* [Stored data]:
_____

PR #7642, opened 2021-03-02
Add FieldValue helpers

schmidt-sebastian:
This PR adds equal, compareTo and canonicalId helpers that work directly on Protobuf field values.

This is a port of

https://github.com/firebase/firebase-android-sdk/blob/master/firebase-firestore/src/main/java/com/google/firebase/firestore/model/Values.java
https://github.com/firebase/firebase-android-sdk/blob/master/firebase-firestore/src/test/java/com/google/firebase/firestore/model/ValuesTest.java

_____

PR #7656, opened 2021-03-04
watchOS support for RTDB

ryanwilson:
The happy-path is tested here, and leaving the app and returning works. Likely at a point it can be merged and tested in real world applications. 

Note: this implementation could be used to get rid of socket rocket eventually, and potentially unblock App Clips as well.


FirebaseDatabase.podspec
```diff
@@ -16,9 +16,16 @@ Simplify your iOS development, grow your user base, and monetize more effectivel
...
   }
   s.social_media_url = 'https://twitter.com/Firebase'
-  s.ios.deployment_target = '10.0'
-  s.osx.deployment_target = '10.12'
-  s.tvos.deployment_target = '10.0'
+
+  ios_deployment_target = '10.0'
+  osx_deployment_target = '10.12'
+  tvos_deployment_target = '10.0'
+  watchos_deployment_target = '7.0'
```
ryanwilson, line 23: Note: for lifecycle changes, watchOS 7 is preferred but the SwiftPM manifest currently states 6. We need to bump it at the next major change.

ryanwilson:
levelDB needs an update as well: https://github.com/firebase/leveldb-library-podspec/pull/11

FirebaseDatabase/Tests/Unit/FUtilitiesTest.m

_____

* [Task objective]: Please give again the lines above between the line holding "FirebaseDatabase.podspec" and the line holding "FirebaseDatabase/Tests/Unit/FUtilitiesTest.m", inclusive, exactly as they are and with nothing added.

* [Exercise output]:
FirebaseDatabase.podspec
```diff
@@ -16,9 +16,16 @@ Simplify your iOS development, grow your user base, and monetize more effectivel
...
   }
   s.social_media_url = 'https://twitter.com/Firebase'
-  s.ios.deployment_target = '10.0'
-  s.osx.deployment_target = '10.12'
-  s.tvos.deployment_target = '10.0'
+
+  ios_deployment_target = '10.0'
+  osx_deployment_target = '10.12'
+  tvos_deployment_target = '10.0'
+  watchos_deployment_target = '7.0'
```
ryanwilson, line 23: Note: for lifecycle changes, watchOS 7 is preferred but the SwiftPM manifest currently states 6. We need to bump it at the next major change.

ryanwilson:
levelDB needs an update as well: https://github.com/firebase/leveldb-library-podspec/pull/11

FirebaseDatabase/Tests/Unit/FUtilitiesTest.m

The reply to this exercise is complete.